Metadata Processing
The Posters.science platform uses advanced AI-powered processing to automatically extract, validate, and enrich metadata from scientific posters. This ensures FAIR compliance and optimal discoverability.
AI-Powered Extraction
Large Language Model
The extraction tool uses Llama 3.3 70B for structured information extraction from poster PDFs. The model is deployed on dual NVIDIA RTX 3090 GPUs using 4-bit quantization with vLLM for optimized inference. The 8,192-token context window allows processing substantial content, targeting under 60 seconds per poster.
Model Performance
Through systematic evaluation on 200 posters from Zenodo and Figshare, Llama 3.3 70B significantly outperformed traditional NLP methods (Grobid) across all fields.
Extraction Strategy
The system uses adaptive prompting with specialized templates for different extraction tasks. Few-shot learning includes 3-5 example extractions selected based on similarity. Key strengths include:
- Handling irregular layouts
- Understanding scientific terminology
- Robustness to typos
- Extracting information from context
Content Analysis Pipeline
Features
- High-Accuracy Text Recognition: Advanced OCR for poster text extraction
- Multi-language Support: Recognition of various languages and scripts
- Layout Preservation: Maintains document structure and formatting
- Image Processing: Handles charts, graphs, and visual elements
Natural Language Processing
- Entity Recognition: Automatic identification of authors, institutions, and dates
- Topic Classification: AI-powered subject categorization
- Keyword Extraction: Automatic keyword and phrase identification
- Abstract Summarization: Content summarization and enhancement
Processing Workflow
1. Initial Extraction
- File Analysis: PDF structure and content analysis
- Text Recognition: OCR processing and text extraction
- Layout Detection: Section and element identification
- Quality Assessment: Content completeness evaluation
2. Entity Recognition
- Author Extraction: Name and affiliation identification
- Institution Detection: Organization and department recognition
- Date Parsing: Publication and event date extraction
- Location Identification: Geographic and venue information
3. Content Analysis
- Topic Classification: Subject area determination
- Keyword Generation: Automatic keyword extraction
- Abstract Enhancement: Content summarization and improvement
- Reference Parsing: Citation and bibliography analysis
4. Validation and Enrichment
- Data Validation: Format and completeness checking
- External Lookup: ORCID, DOI, and database integration
- Standardization: Controlled vocabulary mapping
- Quality Scoring: Metadata completeness assessment
Confidence Scoring
Each extracted field receives a confidence score (0-100%) based on:
- Format Compliance: Adherence to expected data formats
- Database Validation: Verification against external databases
- Context Analysis: Consistency with surrounding information
Fields below 70% confidence trigger user review during the submission process.
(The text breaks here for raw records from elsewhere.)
PR #1175, opened 2016-05-31
More laziness.

aloiscochard:
As pointed out by @S11001001, `Apply` wasn't lazy enough.

What about `Bind`, it looks similar to want we have in 7 atm, should we make it more lazy as well?


base/src/main/scala/data/MaybeInstances.scala
```diff
@@ -5,10 +5,10 @@ import typeclass._
 import Maybe.{Just, Empty}
 
 trait MaybeInstances extends MonadClass[Maybe] {
-  override def ap[A, B](ma: Maybe[A])(mf: Maybe[A => B]): Maybe[B] =
+  override def ap[A, B](ma: => Maybe[A])(mf: Maybe[A => B]): Maybe[B] =
     ma.fold(a => map[A => B, B](mf)(f => f(a)), Empty())
```
S11001001: This ap is symmetric, but `mf` should be checked first.

base/src/main/scala/typeclass/MonadInstancesStdLib.scala
```diff
@@ -3,15 +3,15 @@ package typeclass
 
 trait MonadInstancesStdLib {
   implicit val option: Monad[Option] = new MonadClass[Option] {
-    override def ap[A, B](oa: Option[A])(f: Option[A => B]): Option[B] = oa.flatMap(a => f.map(_(a)))
-    override def flatMap[A, B](oa: Option[A])(f: A => Option[B]): Option[B] = oa.flatMap(f)
+    override def ap[A, B](oa: => Option[A])(f: Option[A => B]): Option[B] = oa.flatMap(a => f.map(_(a)))
```
S11001001: Likewise, `f` should be checked first.

base/src/main/scala/typeclass/MonadInstancesStdLib.scala
```diff
@@ -3,15 +3,15 @@ package typeclass
...
+    override def flatMap[A, B](oa: => Option[A])(f: A => Option[B]): Option[B] = oa.flatMap(f)
     override def map[A, B](oa: Option[A])(f: A => B): Option[B] = oa.map(f)
     override def pure[A](a: A): Option[A] = Option(a)
   }
 
   implicit val list: Monad[List] = new MonadClass[List] {
-    override def ap[A, B](xs: List[A])(f: List[A => B]): List[B] = xs.flatMap(a => f.map(_(a)))
-    override def flatMap[A, B](xs: List[A])(f: A => List[B]): List[B] = xs.flatMap(f)
+    override def ap[A, B](xs: => List[A])(f: List[A => B]): List[B] = xs.flatMap(a => f.map(_(a)))
```
S11001001: This is backwards wrt the default definition in `BindClass`; the `f` effect should be "first".

base/src/main/scala/typeclass/Bind.scala
```diff
@@ -3,7 +3,7 @@ package typeclass
 
 trait Bind[M[_]] {
   def apply: Apply[M]
-  def flatMap[A, B](ma: M[A])(f: A => M[B]): M[B]
+  def flatMap[A, B](ma: => M[A])(f: A => M[B]): M[B]
```
S11001001: This doesn't seem to be hugely beneficial; except for representable/distributive functors, we must always inspect `ma`.

It might be worth introducing something like ermine's [Suspendable](https://bitbucket.org/ermine-language/ermine-scala/src/40647cf0c50219e2a411a7e242fe16dc724d1e3c/core/src/main/scala/com/clarifi/reporting/Run.scala?at=default&fileviewer=file-view-default#Run.scala-8:11) that users could wrap around `ma` for non-strict `f`, e.g. [usage](https://bitbucket.org/ermine-language/ermine-writers/src/355667c10039839d71b076b420412106e0cd6e3d/writers/javafx/src/main/scala/com/clarifi/reporting/writers/JavaFXWriter.scala?at=default&fileviewer=file-view-default#JavaFXWriter.scala-143).

S11001001: ...this is because the usefully lazy signature seems to be

```scala
[A, B](ma: M[A])(f: (=> A) => M[B]): M[B]
```

but that seems annoying for other reasons.

PR #1179, opened 2016-06-02
Fix #1178: rename "clazz" to "typeclass"

### LINKED ISSUE #1178: rename "clazz" to "typeclass" for new users
This is for the Scalaz 8 branch.  I don't think I have the ability to add a label.

I hate to debate names to death, but in some cases, I think it's worth some rework.  Here's my thoughts:

- "Clazz" a name often used by Java programmers for all their reflection insanity. 
- Even "class" is an unfortunate name because of what it means to Java programmers.
- "Typeclass" is at least a Google-able term that gets people closer to the truth.
- "Typeclass" is only four characters more -- not impossibly long, right?

The PR is easy enough to make, which I'll do shortly.  I don't know if writing up this issue was a needless step process-wise.

shajra:
Here's all I did:

```shell
$ find . -name '*.scala' -exec perl -i -wlp -e 's/clazz/typeclass/g' {} +
$ mv ./base/src/main/scala/clazz ./base/src/main/scala/typeclass
```


puffnfresh:
:+1:

vmarquez:
👍

shajra-cogscale:
Cool, I think we have enough consensus to merge.  Maybe a quick chime from @aloiscochard might complete a good set?  Otherwise, is it primarily @xuwei-k who does the merging?

shajra:
Cool, I think we have enough consensus to merge the PR.  Maybe it might be nice to hear from @aloiscochard too?  I'm curious, who's taking responsibility for merging PRs for the Scalaz 8 branch?

vmarquez:
@shajra the 'rule of thumb' has been if there are 2 thumbs up, we can merge.  For this one, I'd perosnlly prefer to hear @aloiscochard's thoughts just as a courtesy, :-),  he might have an argument for keeping it the way it is.

aloiscochard:
:+1: 

Totally agree with process, and I like the rename, let's go for it :)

External Database Integration
The system validates and enriches metadata through integration with authoritative databases:
- ORCID: Author identification and profile linking
- ROR (Research Organization Registry): Institution validation and standardization
- Crossref Funder Registry: Funding agency validation
For U.S. federal funding, the system cross-references:
- NIH Reporter: National Institutes of Health grant information
- NSF Award Search: National Science Foundation award data
Content Structure
Poster content is stored in a posterContent object with the following structure:
- posterTitle: The main title text extracted from the poster itself
- sections: Array of content sections, each with:
- sectionTitle: Heading as it appears on the poster (e.g., "Introduction", "Methods", "Results & Discussion", "Conclusions")
- sectionContent: Text content of that section
This flexible structure accommodates the diverse, unstructured nature of scientific posters without forcing content into predefined rigid sections.
Image and Table Captions
Captions are stored in separate arrays:
- imageCaption: Array of objects containing multi-line image captions (caption1, caption2, etc.)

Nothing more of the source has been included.